Capital asset pricing model (CAPM) pricing and ‘efficiency’ that was mandatory orthodoxy when I was a finance MBA major has simply failed usnin the real geopolitical world. Especially, as you illustrate, in critical commodity supply chains. Eg fossil fuel energy and critical minerals. I do remember in mid 1980s a key mantra in Finance 101 was ‘diversify your equity portfolio to about 20 stocks’…in a way this is an offshoot of that. But we did mot apply diversification portfolio theory to commodities and geopolitical risk. The battle between efficiency v sufficiency and resilience is a real competition in the real disrupted and disruptible world. A narrow idea of ‘efficiency’ meaning cheapest is always best has led some countries down a dangerous path on multiple fronts. Efficiency is just not sufficient. Very good you are trying to address this via open sourced modelling.
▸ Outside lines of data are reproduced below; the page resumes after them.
PR #1555, opened 2024-07-19
Nexus

bergundy:
## What was changed

- Added the `temporalnexus` package and implemented the handler side for Nexus, including registering and dispatching Nexus Operations.
- Added the ability to execute Nexus Operations from a workflow.
- Added basic support for running Nexus Operations in the test environment.
- Added memoizing to `worker.Start()` to return consistent errors to callers and avoid rerunning the function unnecessarily.
- Updated the integration test's dev server to run CLI `0.14.0-nexus.0` which includes server `1.25.0-rc.0`.

See the [proposal](https://github.com/temporalio/proposals/blob/b72c49b0c2278e916265b00a49638006f8fce469/nexus/sdk-go.md) for more information.

Most of this code has been reviewed already in #1466, #1473, and #1475, which are all squashed in the first commit.


go.mod
```diff
@@ -1,32 +1,37 @@
 module go.temporal.io/sdk
 
-go 1.20
+go 1.21
```
cretz, line 3: Hrmm, do we want to bump minimum Go version? Not that I mind, just want to make sure it's a conscious decision and not buried in this PR

go.mod
```diff
@@ -1,32 +1,37 @@
...
+
+toolchain go1.21.1
 
 require (
 	github.com/facebookgo/clock v0.0.0-20150410010913-600d898af40a
 	github.com/gogo/protobuf v1.3.2
 	github.com/golang/mock v1.6.0
 	github.com/grpc-ecosystem/go-grpc-middleware v1.4.0
+	github.com/nexus-rpc/sdk-go v0.0.8-0.20240617225139-cd9d6c50e99d
```
cretz, line 12: Can you tag this?

go.mod
bergundy: I'm not sure why this happened, maybe because the nexus SDK depends on `slog`?

go.mod
bergundy: It's tagged, let me fix the file.

bergundy: Fixed.

testsuite/devserver.go
```diff
@@ -199,6 +199,7 @@ func downloadIfNeeded(ctx context.Context, options *DevServerOptions, logger log
 		return "", fmt.Errorf("unsupported architecture %v", arch)
 	}
 	infoURL := fmt.Sprintf("https://temporal.download/cli/%v?platform=%v&arch=%v&sdk-name=sdk-go&sdk-version=%v", url.QueryEscape(version), platform, arch, internal.SDKVersion)
+	fmt.Println(infoURL)
```
bergundy, line 202: I'm removing this.

go.mod
cretz: Yeah, or more importantly, Nexus Go SDK itself requires 1.21+ which infects all users of it. Technically that's the oldest non-EOL, @Quinn-With-Two-Ns - thoughts?

Also, another concern I now have is about transitive dependencies. Nexus SDK is now forcing `github.com/gorilla/mux` to at least `v1.8.0` for every user of the Temporal Go SDK. I am not sure we want to force this dependency or our needed version of it on every user.

bergundy: I'm sure we can do without this dependency. I know Go's built-in router has advanced in recent versions.
Can we live with this for the immediate future and investigate next week?

Quinn-With-Two-Ns: Yeah `github.com/gorilla/mux` is quite a rough dependency to start requiring for non nexus users.

Quinn-With-Two-Ns: Upgrading to `go 1.21` is fine if it is needed

cretz (approved):
Would like CI to pass though, and need to make sure that we make clear in release notes that we now require Go 1.21+.

cretz (approved):

Issue #1539, opened 2024-07-08
Support "query" when listing schedules


cretz:
**Describe the solution you'd like**

Need to support the query option when listing schedules same as we do when listing workflows.

PR #1556, opened 2024-07-19
Add support for query parameter when listing schedules

justinp-tt:
## What was changed

Add support for query parameter when listing schedules

## Checklist

1. Closes https://github.com/temporalio/sdk-go/issues/1539

2. How was this tested:

Added integration test cases

### DIFF
--- a/internal/internal_schedule_client.go
+++ b/internal/internal_schedule_client.go
@@ -199,6 +199,7 @@ func (sc *scheduleClient) List(ctx context.Context, options ScheduleListOptions)
 			Namespace:       sc.workflowClient.namespace,
 			MaximumPageSize: int32(options.PageSize),
 			NextPageToken:   nextToken,
+			Query:           options.Query,
 		}
 
 		return sc.workflowClient.workflowService.ListSchedules(grpcCtx, request)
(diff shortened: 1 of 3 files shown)


cretz (approved):
LGTM (though `Eventually` has a bit of a poor impl on the `testify` side, but probably fine here). Will leave open a bit to confirm @Quinn-With-Two-Ns has nothing to add.

Also, can you confirm you have privileges to "merge" this? If not, we can merge for you.

internal/internal_schedule_client.go
```diff
@@ -199,6 +199,7 @@ func (sc *scheduleClient) List(ctx context.Context, options ScheduleListOptions)
 			Namespace:       sc.workflowClient.namespace,
 			MaximumPageSize: int32(options.PageSize),
 			NextPageToken:   nextToken,
+			Query:           options.Query,
```
Quinn-With-Two-Ns, line 202: Is there any issue on the server side when passing both a `Query` string and a `NextPageToken`? I don't think we do this anywhere else in the Go SDK and want to make sure the server does the correct thing.

dnr: ListWorkflowExecutions? The SDK doesn't call it but it exposes it to be used that way. IOW the token does not encapsulate the query, you still need the query.

Quinn-With-Two-Ns: yeah the SDK doesn't wrap `ListWorkflowExecutions ` so I wasn't sure on the contract.

Quinn-With-Two-Ns (approved):

PR #2459, opened 2026-07-14
Allow query results to use external storage

### LINKED ISSUE #2456: Queries are blocked from external storage due to hardcoded limit
## Expected Behavior

Offloads of queries are ran before the size is judged, allowing for queries to benefit from external storage.

## Actual Behavior

The hard-coded queryResultSizeLimit = 2,000,000 check ([internal_event_handlers.go:1470](https://github.com/temporalio/sdk-go/blob/c9ae98f38ef5745527f40cd7c04178cb09c77846/internal/internal_event_handlers.go#L1470-L1475)) runs first and fails the query if the raw serialized result is over 2 MB -> the offload visitor only runs after that, so it never gets the chance. Query results are still capped at 2 MB even with External Storage on.

kritibehl:
## What was changed

This PR removes the early hardcoded query result size check in `ProcessQuery`.

Query results now continue through the normal outbound payload visitor path, allowing external storage to offload oversized query payloads before payload size enforcement.

The existing external storage query integration test was updated to use a query result larger than 2 MB, verifying that large query results can be stored externally and retrieved by the client.

## Why?

Previously, query results were checked against a hardcoded 2 MB limit immediately after the query handler returned.

That meant external storage never had a chance to replace the large payload with a small external-storage reference, even when external storage was configured.

This made query results behave differently from other outbound payloads that already pass through the external storage visitor before payload size enforcement.

## Checklist

1. Closes #2456

2. How was this tested:

- `go test ./internal -run 'TestPayloadLimits' -count=1`
- `cd test && go test . -run 'TestExternalStorageSuite/TestQuery' -count=3`
- `cd test && go test . -run 'TestExternalStorageSuite' -count=1`

3. Any docs updates needed?

No docs updates needed. This fixes query result handling to use the existing external storage path.

### DIFF
--- a/CHANGELOG.md
+++ b/CHANGELOG.md
@@ -34,6 +34,7 @@ to docs, or any other relevant information.
 
 ### Fixed
 
+- Allow query results to use external storage before payload size enforcement.
 - Correct schedule catch-up window documentation to state that an unset value is omitted and the
   server applies its one-year default.
 - Resource-based tuner: `ReserveSlot` now honors context cancellation while the resource controller is
--- a/internal/internal_event_handlers.go
+++ b/internal/internal_event_handlers.go
@@ -28,7 +28,6 @@ import (
 )
 
 const (
-	queryResultSizeLimit             = 2000000 // 2MB
 	changeVersionSearchAttrSizeLimit = 2048
 )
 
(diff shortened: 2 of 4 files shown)


jmaeagle99 (commented):
Thank you for contributing a fix for the issue! Would like to ask for one adjustment to fix a test. Please update the `TestLargeQueryResultError` integration test to check for "Blob data size exceeds limit." instead of "query result size (3000036) exceeds limit (2000000)".

kritibehl:
Thanks! Updated `TestLargeQueryResultError` to expect `Blob data size exceeds limit.` now that query results flow through the normal payload limit handling path.

jmaeagle99 (approved):

yuandrew:
Can we add a CHANGELOG.md entry for this?

kritibehl:
Added a CHANGELOG.md entry under Unreleased / Fixed. Thanks!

Nice work kiddo!

Engineer Guy's avatar

The model at least covers some aspects of real world risks, not pure financial ones like VAR. Maybe it should be called RSAR (real shit at risk).

Eric Hontz's avatar

Add in the politics in many democracies with 2 and 4 year time horizons and the incentives for longer term thinking in this space is essentially null. I think you point to Japan as an outlier of success which to me indicates the politcal economic model there - one where economic decisions are driven by a process (behind the doors knock down drag out fight - but public consensus) that achieves a longer term risk horizon for its firms and policy to support such arrangments. Add to this the fact that the number of political appointees in Japan is extremely small. I would say it is much like Germany...but where did the Germans go so wrong? :)

Alex Turnbull's avatar

Germany is interesting - part of it is Mittelstand not really doing buyers clubs or the like for EU anticompetition rules, another has been religious belief in Wandel Durch Handel.

Eric Hontz's avatar

German industry is fairly split - thus the lack of action - with larger businesses still enthralled by Wandel Durch Handel and the Mittelstand realizing they are getting ripped off or picked off one by one but no cover from political leadership.

Yakov Feygin's avatar

Very naive take from my end but this reads a bit like you want to eventually roll this into some kind of real options framework for when you are evaluating imports v. domestic subsidy or to engage in storage. Do you have a duration cost then on the storage or spoilage that might be something like the dividend component of an options pricing model? Literally thinking out loud.

Alex Turnbull's avatar

Storage cost is in the model but the issue with trying to infer distributions and option pricing is its all endogenous to all the agents elasticity of demand and markov risk.

Oz's avatar

If policy makers fail to take simpler and more naive policy actions in this direction, why would they be informed by more complex, more robust models?